# Wanting to set up an online store



## Ladybug Soapworks (Aug 1, 2008)

I bought/parked a domain name a while ago from domain direct. I want to set up an online store. What would you all suggest...do I make the website and try to incorporate a shopping cart like zen cart and then just pay for hosting some where or should I just do one of the all-in-one eCommerce webhosting from a place like Camelot or hostmaster? Does anyone have a hosting company they love and would like to recommend? Or a book I could read about this type of stuff?Amazon had over a thousand books on eCommerce so it was pretty hard to know what I should get. Was it easy to build a site with one of the all-in-one ecommerce web hosting sites?
Thanks for any help!
Sarah


----------



## Tabitha (Aug 1, 2008)

I really like www.internetbasedfamily.com
It's about $22.00 a month but has everything & is super easy.

They may have a 30 day free trial.


----------



## Ladybug Soapworks (Aug 1, 2008)

so you do not have to pay anything extra for a shopping cart?  Do you know what shopping cart is provided or is it one made by the company?  I am going to check the website now.  Thanks so much!
Sarah




			
				Tabitha said:
			
		

> I really like www.internetbasedfamily.com
> It's about $22.00 a month but has everything & is super easy.
> 
> They may have a 30 day free trial.


----------



## Lane (Aug 1, 2008)

Yahoo has a good site/merchant server system set up and if you know anything about coding you can put in your own PayPal cart system with basic html. 

Depending on how much time you have to put into it, you can code around pretty much anything to legally avoid merchant fees. Seems like web hosters want 2% for everything you sell....

I pay $11.95 a month for mine (www.luxurylanesoap.com)with NO fees going to anyone, other than the basic Paypal transaction fees. I like doing business strictly through Paypal because their system protects sellers and you never have to worry about someone turning around and saying, "hey you stole my CC info!". Paypal does all of the information storage for you. 

I find the all - in - one eCommerce sites are not flexible enough....

Oh course... I also do EVERYTHING the hard way  :roll:


----------



## Deda (Aug 2, 2008)

I'm taking the slow road building my website, indecisive is my middle name.

I use HostMonster.com I paid around 150 for 2 years.  They support SSL and SQL, plus they have built in access to great scripts like Wordpress,Ruby. Joomla and PHPBB if you want  host your own forum.  Plus, they are based in Utah and customer service is fast, live and right here in the good ole USA.

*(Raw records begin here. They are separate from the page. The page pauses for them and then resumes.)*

PR #1117, opened 2022-06-25
wasm-parser: skip rather than throw on unknown sections

bpowers:
One new section type is 0xd `exception`, which doesn't need any special processing, and the details aren't useful to e.g. Webpack.  It seems most robust to just skip unknown sections by default rather than have to make a change + release to unbreak parsing for spec additions.

I also added an option `errorOnUnknownSection` to keep the old behavior, in case people want to match the old behavior.

I tested this by patching a local project that uses the new exception instructions (`throw`, `try`, etc) in a WebAssembly file that is processed by Webpack and it works well.

Finally I bumped the version for `wasm-parser`.  If this looks good + mergable (happy to make changes, too!), @xtuc could you cut a release?

### DIFF
--- a/packages/wasm-parser/package.json
+++ b/packages/wasm-parser/package.json
@@ -1,6 +1,6 @@
 {
   "name": "@webassemblyjs/wasm-parser",
-  "version": "1.11.1",
+  "version": "1.11.2",
   "keywords": [
     "webassembly",
     "javascript",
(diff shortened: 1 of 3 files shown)


xtuc (approved):
Nice thanks

xtuc:
@bpowers your change as been publish as `@1.11.3`

bpowers:
amazing, thanks @xtuc !

xtuc:
@bpowers  do you plan to update webassemblyjs in Webpack?

PR #3041, opened 2017-02-14
Unpin CI agent

gpeng:
Whitehall was pinned to ci-agent-3 but the performance fixes have been
deployed to all agents now so we can remove this restriction.


andrewgarner:
Great work! 👍

PR #3043, opened 2017-02-15
Add sync check failure for 4xx and 5xx errors

bevanloon:
Sync checks are reporting no failures when a base path returns a 4xx or 5xx against the content stores.

Note there was already a test named `test_returns_empty_array_if_response_not_200`. I've renamed this test to reflect the 301 nature that it actually tests - I'm assuming there was some reason we wanted not to report failures on "moved permanently".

I use Zen Cart for my website.  It's very flexible and you can choose to use one of their templates or do what I do and build your own.  I had to learn PHP - but that was on my TODO list anyway.  Most of the features in Zen Cart can be accessed through the Admin or via css if you don't know or want to learn PHP.  HTH

Now, if I could just figure out how I want my website to look I will be all AOK.


----------



## primitivekountry (Aug 3, 2008)

http://penneylayne.com/catalog.php?category=3


----------



## IanT (Aug 3, 2008)

im so lost when it comes to this stuff...ayeee lol.


----------



## pepperi27 (Aug 4, 2008)

I cannot do programming if I had to save my life! I had a website and gave it up because it was too problematic. I even bought a book on programming but only learned html!


----------



## Lane (Aug 4, 2008)

pepperi27 said:
			
		

> I cannot do programming if I had to save my life! I had a website and gave it up because it was too problematic. I even bought a book on programming but only learned html!


 All I know is basic HTML. Yup. That's it


----------



## PixieWick (Aug 4, 2008)

I recomend Ami 

she is a wonderful girl to work with, service is fabulous ..  .. rates are good 38 initial set up and 18 a month 



http://www.cyowebsites.com/

if you stop by tell'r Jodi Sent ya shes a good friend of mine


----------